J.B. Spins

Jazz, film, and improvised culture.

Wednesday, June 17, 2015

Anarchy Parlor: Ink & Blood

In Lithuania’s sketchiest tattoo parlor, allergies and infections are the least of the customers’ concerns. Of course, a group of entitled tourists’ combination of stupid hipsterism and a crushing lack of intuition is just asking for trouble. The mystery “Artist” will duly oblige in Devon Downs & Kenny Gage’s torture corn Anarchy Parlor (trailer here), which opens this Friday in limited markets.
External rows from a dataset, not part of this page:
PR #597, opened 2025-02-15
Discord lib upgrade

geekingfrog:
This should be tested for safety, although that should work. I got the startup message for my local bot:
2025-02-15-382x100-scrot

This is in preparation for an elixir upgrade, the newer version addressed the warnings when bumping elixir version.


config/runtime.exs
```diff
@@ -162,3 +137,30 @@ config :logger, :error_log, path: "#{log_root_path}/error.log"
 config :logger, :notice_log, path: "#{log_root_path}/notice.log"
 
 config :logger, :info_log, path: "#{log_root_path}/info.log"
+
+enable_discord_bridge =
+  Teiserver.ConfigHelpers.get_env("TEI_ENABLE_DISCORD_BRIDGE", false, :bool)
```
geekingfrog, line 142: I changed the default from `true` to `false` so that it works out of the box locally. This should not impact anything on the real servers because [the env var](https://github.com/beyond-all-reason/ansible-teiserver/blob/b42a42da2726ba0ac9f64d3850ceb7df972a1657/roles/teiserver/templates/teiserver.env.j2#L40-L48) is always set correctly.

L-e-x-o-n:
I tried updating Nostrum in the past but ran into issue. It was able to send messages (discord bridge, server startup, moderation logs and similar) but not read them and as a result not respond to $text commands. I went through the documentation and code several times but couldn't find a solution so it didn't result in anything at the time. I am interesting if you will encounter the same issues.

geekingfrog:
I am encountering the same issues yes, and looking at how to update the code so that it still works.
The joy of libs without changelog or upgrade path :(

geekingfrog:
Alright, now with some additional changes, the text callbacks seems to work, and the `$gdt` command as well, but since I cannot have forum channels on my test discord server, I couldn't fully check. At least it is not raising any errors.

2025-02-17-2276x158-scrot
2025-02-17-1591x383-scrot

L-e-x-o-n:
Tested on integration, everything works: automated messages, $text and / commands and bridging. This is great!

PR #605, opened 2025-02-21
Reduce s.d. dev diff penalty to split_noobs

jauggy:
Follow up from here: https://discord.com/channels/549281623154229250/1338898797387972714/1342615307868700734
BLodir's party was split because of very high sd diff. However, he was not in an op party and had the party been kept the ratings would have been closer. If we reduce the sd diff importance alone, this would cause one of our tests to fail (line 105 in split_noobs_test). There is a test there to ensure top three players don't end up on same team.

In order to keep Blodir's party but also split op parties the following changes are made:

- party importance reduced to 6 from 7
- s.d. importance reduced to 1
- captain importance set to 1


L-e-x-o-n:
What about `rating_diff_importance`, would increasing it as well be beneficial?

jauggy:
Increasing rating diff importance is identical to reducing party diff importance and reducing s.d. diff importance. I did test that. But one of the tests broke a party when it didn't need to if I do just that.

jauggy:
OK tried some other tweaks. These settings also work to pass tests:

- party importance reduced to 6 (from 7)
- s.d. importance reduced to 1 (from 4)
- captain importance set to 1 (from 0)

PR #608, opened 2025-02-25
Make tau configurable by admin

jauggy:
Tau is configurable by admin in Site Config -> Lobby section

The default value of tau is unchanged (which is 1/3)

Also adding in prevent_sigma_increase to true

### DIFF
--- a/lib/teiserver/config.ex
+++ b/lib/teiserver/config.ex
@@ -458,6 +458,7 @@ defmodule Teiserver.Config do
 
     case type.type do
       "integer" -> Teiserver.Helper.NumberHelper.int_parse(value)
+      "float" -> Teiserver.Helper.NumberHelper.float_parse(value)
       "boolean" -> if value == "true" or value == true, do: true, else: false
       "select" -> value
       "string" -> value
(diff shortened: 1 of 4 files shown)


L-e-x-o-n:
Can you please put it under a new Openskill section?

jauggy:
I've added it to a Rating section. Calling it more generic just in case we change from openskill to another system.


Also I've added in prevent_sigma_increase to true so that we don't have stuff like this where uncertainty increases:

image

This occurs when tau is very high. The way it works is that before a match is rated, the value of tau is added to uncertainty then the match is rated, so if tau is really high you can gain uncertainty.
```
    new_rating_groups =
      Enum.map(rating_groups, fn team ->
        Enum.map(team, fn {mu, sigma} ->
          {mu, Math.sqrt(sigma ** 2 + options.tau ** 2)}
        end)
      end)

    output = options.model.rate(new_rating_groups, options)
    ```
    
    So your uncertainty becomes `Math.sqrt(sigma ** 2 + options.tau ** 2)`
    Then the match gets rated, and there's a chance uncertainty rises if it doesn't fall enough after rating.
    
    The prevent_sigma_increase is already in the openskill lib.

PR #612, opened 2025-02-28
Elixir upgrade 1.18

geekingfrog:


lib/teiserver/account/reports/retention_report.ex
```diff
@@ -70,7 +70,7 @@ defmodule Teiserver.Account.RetentionReport do
             end
           end)
 
-        if last_login != nil and last_played != nil do
```
L-e-x-o-n, line 73: Why this?

geekingfrog: I’m following the compiler. And `Timex.from_unix` raises an error if it fails, it never returns nil. The newer compiler is now able to spot that kind of things.

L-e-x-o-n (approved):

Somehow Amy and her friends managed to graduate from college, so they are now partying it up in style. By far, her dumbest friend is the human embarrassment called Brock, who is inexplicably picked up at a party by Uta, a goth tattoo apprentice-artist. Against all common sense, Amy tags along when Uta takes Brock back to her master’s establishment. Amy wants a tattoo, so heck, no time like the present. Naturally, the Artist is happy to oblige, taking quite the shine to her. She has great skin, don’t you know. As we fully expect, she and Brock quickly find themselves strapped to tables with sharp pointy objects headed their way.

Eventually, Amy’s friends will realize they have not returned, but first there will be plenty of graduation sex. During the search, time will also be taken to visit a high-end strip club, sort of the way O.J. Simpson would search for a mysteriously missing girlfriend. At least that allows the casting of British pin-up model Joey Fisher as Zala the “exotic dancer.”

As horror films go, Parlor is pretty lame and awfully conventional, especially in the wake of more ambitious releases like It Follows, Spring, and We Are Still Here. This is your basic strap the victims down and go at it kind of exploitation fare. In fact, the narrative is especially weak, forcing characters to do things that make no sense in hindsight, just for the sake of audience misdirection.

Still, one can see why Parlor was conceived as a vehicle for the heavily inked Robert LaSardo. He is certainly distinctive looking and has an intriguing presence. A Navy veteran, LaSardo has also appeared in Touched by an Angel and Ghost Whisperer, so you can’t say he doesn’t have range. He was also in Human Centipede 3, so Parlor isn’t even his worst film. Some up-and-coming genre filmmaker could definitely build a horror franchise around him, but this is not it.

Downs & Gage make an attempt to craft some mythos-backstory, but it never makes much sense. Sensitive viewers should also be warned, the violence gets pretty grisly. Frankly, this film is about as much fun as an infected tattoo needle. Although we might like to see LaSardo in more featured roles, Anarchy Parlor is disappointingly derivative, neither worth recommending to any extent or working up any outrage over. Nevertheless, it opens in select theaters this Friday (6/19).